Abstract

This article touches upon the subject of specialist text translation from the point of view of the French Discourse Analysis theory. Every text belongs to the genre, the norms of which determine text interpretation. The genre consists of a particular range of conventionalised communication strategies that are used to realise their corresponding fragmentary actions. The actions constitute the illocutionary act specific for a particular genre. The strategies, however, are a part of different genre patterns and form interdiscursive nets of family resemblance. Every genre belongs to the discourse type which determines the communication norms characteristic of a given life sphere. A particular discourse type consists of a specific group of genres which are in a specific interdiscursive relation.
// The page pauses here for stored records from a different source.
PR #1491, opened 2021-07-09
Add evil-ispell-mark-word-as-good and "zg" binding

condy0919:
According to https://vimhelp.org/spell.txt.html, `zg` would

> Add word under the cursor as a good word to the first name in 'spellfile'. A
> count may precede the command to indicate the entry in 'spellfile' to be used.
> A count of two uses the second entry.
>
> In Visual mode the selected characters are added as a word (including white
> space!). When the cursor is on text that is marked as badly spelled then the
> marked text is used. Otherwise the word under the cursor, separated by
> non-word characters, is used.
>
> If the word is explicitly marked as bad word in another spell file the result
> is unpredictable.

This patch adds basic support.


condy0919:
Why it failed on Emacs 24.5 only?

evil-commands.el
```diff
@@ -636,6 +636,27 @@ and jump to the corresponding one."
           (when ov
             (goto-char (overlay-start ov))))))))
 
+(defun evil-ispell-mark-word-as-good (word)
+  "Add WORD under the cursor as a good word to the Ispell dictionary."
+  (interactive (list (thing-at-point 'word)))
+  (ispell-send-string (concat "*" word "\n"))
```
wasamasa, line 642: `ispell-send-string` isn't autoloaded, so you must add `(require 'ispell)` somewhere, for example at the beginning of the file.

evil-commands.el
```diff
@@ -636,6 +636,27 @@ and jump to the corresponding one."
...
+  ;; dictionary modified!
+  (setq ispell-pdict-modified-p '(t))
+  (ispell-pdict-save ispell-silently-savep)
+  (when-let ((flyspell-mode)
```
wasamasa, line 646: Don't use `when-let`. For this particular case, `(bound-and-true-p flyspell-mode)` is better. The other case is a combination of `let` and `when`.

evil-commands.el
```diff
@@ -636,6 +636,27 @@ and jump to the corresponding one."
...
+             (start (car (bounds-of-thing-at-point 'word))))
+    (flyspell-unhighlight-at start))
+  (message "Word '%s' added to dictionary" (upcase word)))
+
+(defun evil-ispell-mark-word-as-locally-good (word)
+  "Add WORD under the cursor to the local word list."
+  (interactive (list (thing-at-point 'word)))
+  (ispell-add-per-file-word-list word)
+  (when-let ((flyspell-mode)
```
wasamasa, line 655: See previous comment.

wasamasa (changes requested):

evil-commands.el
condy0919: done

condy0919:
I can't figure out why it failed only on Emacs 24.5. Download the Emacs 24.5 tarball, grep everything symbol in the `lisp` directory, all have definitions.

evil-commands.el
```diff
@@ -636,6 +637,29 @@ and jump to the corresponding one."
...
+           (flyspell-unhighlight-at start))))
+  (message "Word '%s' added to dictionary" (upcase word)))
+
+(defun evil-ispell-mark-word-as-locally-good (word)
+  "Add WORD under the cursor to the local word list."
+  (interactive (list (thing-at-point 'word)))
+  (ispell-add-per-file-word-list word)
+  (when (bound-and-true-p flyspell-mode)
+    (let ((start (car (bounds-of-thing-at-point 'word))))
+      (and start
```
wasamasa, line 659: Use `when`, not `and` when dealing with side effects.

wasamasa:
See https://github.com/emacs-evil/evil/pull/1487#issuecomment-876368014

evil-commands.el
condy0919: Updated.

condy0919:
> See [#1487 (comment)](https://github.com/emacs-evil/evil/pull/1487#issuecomment-876368014)

I see...

condy0919:
@wasamasa ping

wasamasa:
More general issue: The Vim helpfile claims a few more things about those commands:

- There may be a count to indicate which spellfile entry to use, defaulting to the first. For this you'd need to use `evil-define-command` with `(interactive "<c>")`
- Visual mode is not handled at all. Some experimentation with Vim is necessary to figure out how exactly it behaves. It claims both that a selection including whitespace may be used, but that a word at point may be used as well.

KSSysLab:
> More general issue: The Vim helpfile claims a few more things about those commands:
> 
> * There may be a count to indicate which spellfile entry to use, defaulting to the first. For this you'd need to use `evil-define-command` with `(interactive "<c>")`. Does the concept of spellfile entries even make sense for ispell? What about repeatability? If not, then it should be marked as non-repeatable.

No, `ispell-personal-dictionary` can't be a list. But I found [doom-emacs](https://github.com/hlissner/doom-emacs/blob/develop/modules/checkers/spell/autoload/%2Bflyspell.el#L31) provides a non-compatible mechanism which behaves like there are 3 spellfile entries (personal/buffer-local/session dict) when "zg" adding words.

> 
>  internal-wordlist
> The internal word list is used for all buffers where 'spell' is set.  It is
> not stored, it is lost when you exit Vim.  It is also cleared when 'encoding'
> is set.

"zG" adds the word to the `internal-wordlist` which is effective in session-level. Yes, this patch implementes wrong. Sorry :'(

We can't mimic vim perfectly, so which one is better is arguable.

1. "zg" `personal`/`buffer-local`/`session` dict, "zG" `buffer-local` dict.
2. "zg" `personal`/`buffer-local`/`session` dict, "zG" `session` dict.
3. "zg" `personal`/`buffer-local` dict, "zG" `session` dict.

Personally I prefer the third one, it's more orthogonal. Thoughts?

> * Visual mode is not handled at all. Some experimentation with Vim is necessary to figure out how exactly it behaves. It claims both that a selection including whitespace may be used, but that a word at point may be used as well.

I try to avoid this when implementating. Consider the following case: `mis speelled` has been inserted in the personal dict, but ispell only recognizes the `speelled` as CORRECT.

image

condy0919:
:'( it's me

wasamasa:
> No, `ispell-personal-dictionary` can't be a list. But I found [doom-emacs](https://github.com/hlissner/doom-emacs/blob/develop/modules/checkers/spell/autoload/%2Bflyspell.el#L31) provides a non-compatible mechanism which behaves like there are 3 spellfile entries (personal/buffer-local/session dict) when "zg" adding words.

Uh-oh. I'd consult with the Doom people then. Maybe they'd prefer your approach. Maybe their approach is worth using.

> "zG" adds the word to the `internal-wordlist` which is effective in session-level. Yes, this patch implementes wrong. Sorry :'(
> 
> We can't mimic vim perfectly, so which one is better is arguable.
> 
> 1. "zg" `personal`/`buffer-local`/`session` dict, "zG" `buffer-local` dict.
> 2. "zg" `personal`/`buffer-local`/`session` dict, "zG" `session` dict.
> 3. "zg" `personal`/`buffer-local` dict, "zG" `session` dict.
> 
> Personally, I prefer the third one, it's more orthogonal. Thoughts?

Agreed, the third option makes most sense.

> EDITED: Playing in vim, it's non-rerepeatable.
> 
> > * Visual mode is not handled at all. Some experimentation with Vim is necessary to figure out how exactly it behaves. It claims both that a selection including whitespace may be used, but that a word at point may be used as well.
> 
> I try to avoid this when implementating. Consider the following case: `mis speelled` has been inserted in the personal dict, but ispell only recognizes the `speelled` as CORRECT.
> 
> image

OK, so not repeatable and no handling of visual mode either. In that case it's debatable whether `evil-define-cmd` adds any benefit.

condy0919:
Updated

condy0919:
Seems like no more comments. 

image

condy0919:
Updated. string without properties will be used. @wasamasa

condy0919:
> Oh, I see! I took some time to read up on it and I think your proposal makes sense; `zg` -> personal dict, `zG` -> session, but I'm not sure about using the universal argument; the universal arg is generally very unvimlike. Perhaps there's another key we could use? Since evil doesn't have `zu` for undo, how about `zu` -> add to buffer-local personal dict and `zU` -> remove from buffer-local personal dict?

> Not sure we need the old `zu` keys since, with ispell, I assume we can undo a `zg` with `zG`, or a `zw` with `zW`. Need to test that assumption though.

Issue #166, opened 2017-10-26
crictl should consume extra debug information from CRI


Random-Liu:
We added the verbose option in CRI to make it possible for container runtime to provide more information for debug. kubernetes/kubernetes#53965

`crictl` should properly consume these information in `inspect`, `inspecti`, `inspects` and `info`.

miaoyq:
I will work on this.

miaoyq:
@Random-Liu @feiskyer  Could we output information for "inspect", "inspecti" and "inspects" only in json or yaml format?

PR #178, opened 2017-11-04
Use `protobuf/jsonpb` instead of `golang json` in some cases

### LINKED ISSUE #154: We should use github.com/golang/protobuf/jsonpb instead of golang json package.
Currently if a container exit with exit code 0, when we do `crictl inspect`, there won't be exit code field, because that is omitted https://github.com/kubernetes/kubernetes/blob/master/pkg/kubelet/apis/cri/v1alpha1/runtime/api.pb.go#L2119.

We should use `github.com/golang/protobuf/jsonpb`, so that we could configure `EmitDefaults` to fix this.

miaoyq:
For #154 

/cc @Random-Liu 

Signed-off-by: Yanqiang Miao <miao.yanqiang@zte.com.cn>

### DIFF
--- a/cmd/crictl/util.go
+++ b/cmd/crictl/util.go
@@ -24,6 +24,8 @@ import (
 	"sort"
 
 	"github.com/ghodss/yaml"
+	"github.com/golang/protobuf/jsonpb"
+	"github.com/golang/protobuf/proto"
 	"github.com/urfave/cli"
 	"google.golang.org/grpc"
 	utilyaml "k8s.io/apimachinery/pkg/util/yaml"
@@ -178,8 +180,17 @@ func outputYAML(v interface{}) error {
 	return nil
 }
 
-func outputStatusInfo(status interface{}, info map[string]string, format string) error {
-	statusByte, err := json.Marshal(status)
+func protobufObjectToJSON(obj proto.Message) (string, error) {
+	jsonpbMarshaler := jsonpb.Marshaler{EmitDefaults: true, Indent: "  "}
+	marshaledJSON, err := jsonpbMarshaler.MarshalToString(obj)
+	if err != nil {
+		return "", err
+	}
+	return marshaledJSON, nil
+}
+
+func outputStatusInfo(status proto.Message, info map[string]string, format string) error {
+	statusByte, err := protobufObjectToJSON(status)
 	if err != nil {
 		return err
 	}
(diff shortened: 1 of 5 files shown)


vendor/github.com/golang/protobuf/jsonpb/jsonpb.go
```diff
@@ -0,0 +1,829 @@
+// Go support for Protocol Buffers - Google's data interchange format
```
feiskyer: This is a vendor update, does vendor.conf need update?

Random-Liu:
@miaoyq How do we handle extra information then?

vendor/github.com/golang/protobuf/jsonpb/jsonpb.go
miaoyq: Only update jsonpb here, I think we dont need update vendor.conf unless other model depend on the new version of protobuf.  :)

miaoyq:
@Random-Liu We could handle extra info via "outputStatusInfo"

miaoyq:
@Random-Liu "protobufObjectToJSON(status)" handles resp.Status, and "json.Marshal" handles resp.Info

feiskyer:
> "protobufObjectToJSON(status)" handles resp.Status, and "json.Marshal" handles resp.Info

LGTM. @Random-Liu do you have any other concerns?

miaoyq:
>>"protobufObjectToJSON(status)" handles resp.Status, and "json.Marshal" handles resp.Info
>
>LGTM. @Random-Liu do you have any other concerns?

@Random-Liu @feiskyer  Updated, also related to #166.

cmd/crictl/util.go
```diff
@@ -178,8 +180,18 @@ func outputYAML(v interface{}) error {
...
 
-func outputStatusInfo(status interface{}, info map[string]string, format string) error {
-	statusByte, err := json.Marshal(status)
+func protobufObjectToJSON(obj proto.Message) (string, error) {
+	jsonpbMarshaler := jsonpb.Marshaler{EmitDefaults: true, Indent: "  "}
+	marshaledJSON, err := jsonpbMarshaler.MarshalToString(obj)
+	if err != nil {
+		return "", err
+	}
+
```
Random-Liu: nit: unnecessary empty line.

Random-Liu:
@miaoyq For some other commands, we also support yaml/json output. We should also use jsonpb for those cases. I'm fine with doing that in another PR, but please make sure the issue is open.

cmd/crictl/util.go
miaoyq: Done.

miaoyq:
>@miaoyq For some other commands, we also support yaml/json output. We should also use jsonpb for those cases. I'm fine with doing that in another PR, but please make sure the issue is open.

Will do.

PR #191, opened 2017-11-09
stop sandbox return with enter.

sak0:
cmdline stop sandbox return with enter. 

Signed-off-by: CuiHaozhi <cuihaozhi@chinacloud.com.cn>


sak0:
looks like ci not pass cause "go version go1.8.5"

sak0:
https://github.com/kubernetes/kubernetes/pull/55301
kubernetes Bump minimum supported go version to 1.9.1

The discourse type operating within a particular field of specialisation comes into relation with other discourse types appropriate for other life spheres, and forms a discursive polysystem characteristic of a culture. While translating a given text, the translator contrasts a particular excerpt of the source culture polysystem with an excerpt of the target culture discursive polysystem. Thus, they translate genre norms materialised in the source text into their corresponding functional genre norms in the target culture. Owing to the knowledge of genre patterns which communicatively operate within a given specialisation field in the source and target cultures as well as interdiscursive net of family resemblance, the translator translates a text with no equivalent in the target culture, retaining thus discursive norms characteristic of the polysystem of the culture. The author illustrates this phenomenon with the example of a construction project and its French translation.